Monday, July 10, 2017

Beatriz at Dinner


★★★½ - A Review by Cameron Kanachki

Beatriz at Dinner is a film that is certain to have people who like it, people who hate it, & most importantly, a film that is certain to make people think long & hard about it.

The film focuses on Beatriz (played by Salma Hayek), a holistic practitioner in Los Angeles. Beatriz emigrated from Mexico a long time back. She has recently lost her pet goat, as her goat was murdered by a neighbor. She breaks down about this while giving a client, Kathy (played by Connie Britton), a massage before Kathy's dinner party involving a business venture. As Beatriz leaves, her car breaks down, so she must spend the night. Kathy's husband, Grant (played by David Warshofsky), initially objects, but reluctantly agrees.

The first group of guests arrive: Shannon (played by Chlöe Sevigny) & Alex (played by Jay Duplass).  Soon after, Doug Strutt (played by John Lithgow) & Jeana (played by Amy Landecker) arrive.
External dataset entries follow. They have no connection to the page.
PR #1533, opened 2018-02-25
Converting .then to async/await 

shikhar-scs:
As suggested by @marcoscaceres at https://github.com/w3c/respec/issues/1502#issuecomment-368250097 the `.then()` segments have been changed to `async` functions. @himanish-star had already filed a PR so his can be the one to be merged. However, I did this just for practice.

Please review.

PR #1534, opened 2018-02-25
refactor(core/issues-notes): replace then with async- await

shubhshrma:
@marcoscaceres, as requested, my solution to #1502. Please review.

### DIFF
--- a/src/core/issues-notes.js
+++ b/src/core/issues-notes.js
@@ -141,24 +141,27 @@ export function run(conf, doc, cb) {
     issueBase = conf.issueBase;
   if ($ins.length) {
     if (conf.githubAPI) {
-      ghFetch(conf.githubAPI)
-        .then(function (json) {
-          issueBase = issueBase || json.html_url + "/issues/";
-          return fetchIndex(json.issues_url, {
-            // Get back HTML content instead of markdown
-            // See: https://developer.github.com/v3/media/
-            Accept: "application/vnd.github.v3.html+json",
-          });
-        })
-        .then(function (issues) {
-          issues.forEach(function (issue) {
-            ghIssues[issue.number] = issue;
-          });
-          handleIssues($ins, ghIssues, issueBase);
-          cb();
-        }).catch(err => {
-          pub("error", err.message);
-          handleIssues($ins, ghIssues, issueBase);
+      let issuesUrl;
+      const getIssues = (json) => {
+        issuesUrl = issueBase || json.html_url + "/issues/";
+        return fetchIndex(json.issues_url, {
+          // Get back HTML content instead of markdown
+          // See: https://developer.github.com/v3/media/
+          Accept: "application/vnd.github.v3.html+json",    
+        });
+      };
+      const asyncFetch = async () => {
+        const json = await ghFetch(conf.githubAPI);
+        const issues = await getIssues(json);
+        issues.reduce((collector, issue) => {
+          collector[issue.number] = issue;
+          return collector;
+        }, ghIssues);
+      };
+      asyncFetch()
+        .catch(err => pub("error", err.message))
+        .finally(() => {
+          handleIssues($ins, ghIssues, issuesUrl);
           cb();
         });
     } else {


marcoscaceres:
@shikhar-scs, @himanish-star, can you review @shubhshrma's code? I want to get a sense of your collaboration and review skills. 

@shikhar-scs, @himanish-star, @shubhshrma - the same applies for #1532 and #1533. Please review each other's code and work together to improve each other's solutions - or ultimately, decide on the best solution. 

Please verify that there is a test or two to proves that the solution works 😉 There might already be tests for this, but please confirm.

shikhar-scs:
Yeah sure!. I'll do that in a while . As of now I guess the try catch blocks are missing.

himanish-star:
Well currently I'm in class but I can see that the try catch block is missing

shubhshrma:
> shubhshrma requested review from marcoscaceres and removed request for marcoscaceres

Sorry, that was some inability to handle new collaborator privileges. :laughing: 

@shikhar-scs I intentionally avoided try-catch blocks because we have catch chaining. I guess this will work and I am looking into it now.

src/core/issues-notes.js
```diff
@@ -141,22 +141,25 @@ export function run(conf, doc, cb) {
...
+      const asyncFetch = async () => {
+        const json = await ghFetch(conf.githubAPI);
+        const issues = await getIssues(json);
+        issues.forEach( (issue) => {
+          ghIssues[issue.number] = issue;
+        });
+        handleIssues($ins, ghIssues, issueBase);
+        cb();
+      }
+      const getIssues = (json) => {
```
shikhar-scs: A function expression, that is:

[const | let | var] = function () {} (or () =>
Is the creation of an anonymous function (function () {}) and the creation of a variable, and then the assignment of that anonymous function to that variable.

So the usual rules around variable hoisting within a scope -- block-scoped variables (let and const) do not hoist as undefined to the top of their block scope.

This means:

if (true) {
    doSomething() // will fail
    const doSomething = function () {}
}
Will fail since doSomething is not defined. (It will throw a  ReferenceError)

If you switch to using var you get your hoisting of the variable, but it will be initialized to undefined so that block of code above will still not work. (This will throw a TypeError since doSomething is not a function at the time you call it)

As far as standard practices go, you should always use the proper tool for the job.



This is precisely the reason why `getIssues` at Line#146 `Cannot find declaration to go to` and at Line#153, `getIssues` shows as `no Usages found`. (These are the log messages in my editor)

src/core/issues-notes.js
```diff
@@ -141,22 +141,25 @@ export function run(conf, doc, cb) {
...
+        issueBase = issueBase || json.html_url + "/issues/";
+        return fetchIndex(json.issues_url, {
+          // Get back HTML content instead of markdown
+          // See: https://developer.github.com/v3/media/
+          Accept: "application/vnd.github.v3.html+json",    
+        });
+      }
+      asyncFetch()
+        .catch(err => {
```
shikhar-scs: Yes, I tried testing this, it works as of now, i.e., the promise returned was chained with the catch. Sorry for pointing that out

src/core/issues-notes.js
```diff
@@ -141,22 +141,25 @@ export function run(conf, doc, cb) {
...
-          issues.forEach(function(issue) {
-            ghIssues[issue.number] = issue;
-          });
-          handleIssues($ins, ghIssues, issueBase);
-          cb();
-        }).catch(err => {
+      const asyncFetch = async () => {
+        const json = await ghFetch(conf.githubAPI);
+        const issues = await getIssues(json);
+        issues.forEach( (issue) => {
```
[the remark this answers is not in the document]
marcoscaceres: Just note for all code/idiomaticness, the project uses: https://github.com/prettier/prettier 

... we should document that somewhere... probably in CONTRIBUTING.md :D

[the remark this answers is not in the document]
shikhar-scs: Yeah. Even I was stuck with that initially . 😅

src/core/issues-notes.js
shubhshrma: Yes @shikhar-scs I got your point. Here a solution could be just moving the function expression ```const getIssues = ...``` above ```const asyncFetch =...```.

himanish-star: > Here a solution could be just moving the function expression const getIssues = ... above const asyncFetch =....

Yep @shubhshrma you should change it to `function`

shikhar-scs:
@marcoscaceres 
> Please verify that there is a test or two to proves that the solution works wink There might already be tests for this, but please confirm.

Yeah tests do exist at https://github.com/w3c/respec/blob/develop/tests/spec/core/issues-notes-spec.js at Line#4 , Line#99 & Line#129.

Console.log of various jquery variables inside each gives us insight as to what happens in each test (which can also be gathered by the name of the tests partially.)

src/core/issues-notes.js
shubhshrma: > I would still suggest to follow the conventional way as after you a lot of people would be re-reading this code

This is arguable but let's go with what respec has used everywhere, function declarations.

himanish-star: Yes please

shubhshrma: > This is precisely the reason why getIssues at Line#146 Cannot find declaration to go to and at Line#153, getIssues shows as no Usages found. (These are the log messages in my editor)

Just to confirm these are log messages in your editor or browser? Because the PR is passing all tests and locally the issue referencing respec feature is working normal.

shikhar-scs: No. No. No. I use Webstorm IDE. It always auto-suggests changes and any minor errors in tooltips on hover. Similar to these. 
> This is precisely the reason why getIssues at Line#146 Cannot find declaration to go to and at Line#153, getIssues shows as no Usages found. (These are the log messages in my editor)

shubhshrma: > I use Webstorm IDE

Got it.

src/core/issues-notes.js
shubhshrma: NP :)

src/core/issues-notes.js
marcoscaceres: Nit: use `reduce`, see https://github.com/w3c/respec/pull/1533/files#r172387219

src/core/issues-notes.js
```diff
@@ -141,22 +141,25 @@ export function run(conf, doc, cb) {
...
+          ghIssues[issue.number] = issue;
+        });
+        handleIssues($ins, ghIssues, issueBase);
+        cb();
+      }
+      const getIssues = (json) => {
+        issueBase = issueBase || json.html_url + "/issues/";
```
marcoscaceres: Make a new variable here, don't trash issueBase over and over.

src/core/issues-notes.js
```diff
@@ -141,22 +141,25 @@ export function run(conf, doc, cb) {
...
-          handleIssues($ins, ghIssues, issueBase);
-          cb();
-        }).catch(err => {
+      const asyncFetch = async () => {
+        const json = await ghFetch(conf.githubAPI);
+        const issues = await getIssues(json);
+        issues.forEach( (issue) => {
+          ghIssues[issue.number] = issue;
+        });
+        handleIssues($ins, ghIssues, issueBase);
```
marcoscaceres: I wonder, if we are doing `handleIssues()` and `cb()` both here had in `.catch()`, can we make use of `.finally()`:

```Js
asyncFetch()
  .catch(err => pub("error", err.message))
  .finally(() => { 
     handleIssues($ins, ghIssues, issueBase)
     cb();
  })
```

marcoscaceres:
Quite like your approach, @shubhshrma. Couple of suggestions that you could try out to make it even more concise.

shubhshrma:
> Quite like your approach

Thanks :smile: , updating.

src/core/issues-notes.js
shubhshrma: Yes you are right. ```handleIssues()``` and ```cb()``` are present in both ```then()``` and ```catch()```. We can avoid duplicacy here. Updating.

src/core/issues-notes.js
```diff
@@ -141,24 +141,27 @@ export function run(conf, doc, cb) {
...
+          // Get back HTML content instead of markdown
+          // See: https://developer.github.com/v3/media/
+          Accept: "application/vnd.github.v3.html+json",    
+        });
+      };
+      const asyncFetch = async () => {
+        const json = await ghFetch(conf.githubAPI);
+        const issues = await getIssues(json);
+        issues.reduce((collector, issue) => {
+          ghIssues[issue.number] = issue;
```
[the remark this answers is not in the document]
marcoscaceres: Probably just  typo :) @shubhshrma, you want:

```JS
collector[issue.number] = issue;
```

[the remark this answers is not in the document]
marcoscaceres: Just noting that a lot of people are new to things like `reduce()`. If anyone would like to learn more, there is a great [MDN page](https://developer.mozilla.org/en-US/docs/Web/JavaScript/Reference/Global_Objects/Array/reduce) about it.

goelrohan6:
Hey @marcoscaceres @shubhshrma @shikhar-scs @himanish-star what do you guys think about #1560 .
We can have a discussion there

src/core/issues-notes.js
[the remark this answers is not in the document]
shubhshrma: Yes this is a typo made in hurry.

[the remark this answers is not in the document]
shubhshrma: Updated.

marcoscaceres:
Closing, as this was just an exercise - @shubhshrma, I really liked your initial approach and where you took this. Was really concise and easy to read, which was what I was looking for.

It is revealed how Beatriz met Kathy & Grant: Beatriz helped Kathy & Grant's daughter, Tara, recover her strength after treatment for cancer.

Beatriz says that she knows Doug from somewhere, but she doesn't know where. The dinner is moderately peaceful, aside from a moment where Beatriz became agitated over his assumed involvement in a hotel construction in Mexico that ruined Beatriz's hometown.
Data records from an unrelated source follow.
PR #1538, opened 2018-02-28
refactor(core/contrib): use ES2015+

saschanaz:


src/core/contrib.js
```diff
@@ -10,107 +10,90 @@ import { pub } from "core/pubsubhub";
...
-  };
+  return o => o[prop];
 }
 
 function findUsers(...thingsToFind) {
-  var users = {};
-  thingsToFind.forEach(function(things) {
-    things.forEach(function(thing) {
+  const users = new Set();
+  for (const things of thingsToFind) {
```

But after dinner is where everything begins to unravel. As Doug mentions hunting in Africa, Beatriz becomes very angry. It is clear that their worlds will collide in a very huge way.
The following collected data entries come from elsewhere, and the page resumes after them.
PR #1541, opened 2018-03-01
refactor(core/best-practices): replace jQuery

saschanaz:
Because hyperHTML is great 😆

### DIFF
--- a/src/core/aria.js
+++ b/src/core/aria.js
@@ -10,7 +10,6 @@ sub(
   { once: true }
 );
 
-export function run(conf, doc, cb) {
-  doc.body.setAttribute("aria-busy", "true");
-  cb();
+export function run(conf) {
+  document.body.setAttribute("aria-busy", "true");
 }
--- a/src/core/best-practices.js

Salma Hayek & John Lithgow's powerful performances lead the way. They are the bedrock of this film, & ultimately, its saving grace.

Miguel Arteta's direction is solid, but underdeveloped. At some points, his intention feels unfocused.

Mike White's screenplay is solid as well. The script is great, but the narrative is a little short, & the pacing isn't good, as the film manages to make its 82-minute runtime feel almost 2 hours long.

This is certainly a film I've thought about a lot since I've seen it. It has a lot of great social commentary about casual racism, & even though the film falls short of its ultimate goal, it still provides enough ideas to make into an overall good satire.

Beatriz at Dinner was seen by me at the Landmark Main Art Theatre in Royal Oak, MI on Friday, June 23, 2017. It is currently showing at 4 theaters in the Detroit area, including The Maple Theater in Bloomfield Hills, MI & the United Artists Commerce Township Stadium 14 in Commerce Township, MI. Its runtime is 82 minutes, & it is rated R for language & a scene of violence.